— Папа был на пенсии, и ты это прекрасно знаешь, — ответила она. — Может, ты его еще и реваншистом назовешь?
— Что ты! — испугался я. — Просто… как это? Знаешь, собираются иногда старые боевые кони, вспоминают, так сказать, удалую молодость, сабельные атаки… Никогда не встречались у вас дома его… ну, скажем, бывшие сослуживцы?
Взглянув на нее и встретившись с ней взглядом, я чуть не поперхнулся. Таня Зеркалова смотрела на меня, словно на больного заработавшегося и чуть свихнувшегося совслужащего, которого вот-вот должны уволить за профнепригодность. Или забрать в психушку.
— Слушай, Турецкий, — тихо проговорила она, — ты о чем это все время толкуешь? Я что-то ничего в твоих словах не понимаю. Ты сам-то соображаешь, что говоришь?
— А что? — с невинным видом спросил я.
Она объяснила:
— Ты говоришь, что мой отец собрал вокруг себя пенсионеров-сослуживцев и создал что-то вроде марксистско-ленинского революционного кружка? Я правильно тебя понимаю?
Нужно отдать ей должное, она схватывала все на лету, хотя и не до конца понимала. Но она же, черт возьми, не слышала, что вчера ночью говорил мне Киселев.
— Это новая охота на ведьм? — гневно вопрошала тем временем Татьяна.
— А что, значит, собирались старички-то? — мгновенно насторожился я.
— Собирались! — выпалила она. — Чай пили! Ельцина ругали! А я им печенье подавала и улыбалась! Еще вопросы будут?
Да, что-то я, кажется, погорячился. Но при чем тут пенсионеры?
— Да не бери ты в голову, — посоветовал ей я. — Работа у меня такая. Все версии должен рассмотреть, промять и проанализировать. Так что не обижайся, ладно?
Она моментально сникла, будто из нее воздух выпустили, и снова сгорбилась за столом, глядя прямо перед собой.
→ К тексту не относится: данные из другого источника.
PR #2150, opened 2022-12-29
Enable logging of all operator statements

Jan-M:
Enable logging of all operator statements


Jan-M:
https://www.postgresql.org/docs/current/libpq-connect.html#LIBPQ-CONNSTRING

PR #2152, opened 2022-12-30
fix syncing of stream CRDs

FxKu:
With #2137 merged, stream CRD names are no longer known beforehand and, therefore, can only be listed using a label selector. The check if a stream CRD does exist and can be updated now happens within a loop over all fetched CRDs. If found that loop is exited - however NOT the loop over application Ids which handles creation of stream CRDs.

Я заторопился.
— Ну, мне пора.
2
Славка Грязнов, или, прошу покорно, Вячеслав Иванович Грязнов, сыщик-ищейка милостью Божьей, всю сознательную оперативную жизнь проработал в МУРе. Правда, был недавно у него некий период, когда он уходил в так называемые частные сыщики и его агентство «Глория» (а в миру — «Слава») одно время даже гремело и пожинало все лавры, которые может обрести частное сыскное агентство. И ему совсем не улыбалось возвращаться в уголовный розыск. «Не знаю, что должно произойти, чтобы я вернулся», — признался он как-то мне. И я его понимал. Ответственности, понимаешь, поменьше (в смысле меньше начальников, перед которыми нужно постоянно объяснять каждый свой шаг, а также просить на все разрешения), а вот денег соответственно больше. Такое оно — счастье: делай свою любимую работу, ничего не бери в голову и получай за это деньги. И никакой головной боли, кроме ответственности перед клиентом. Но без последнего не обойдешься, должны же быть хоть какие-то раздражители.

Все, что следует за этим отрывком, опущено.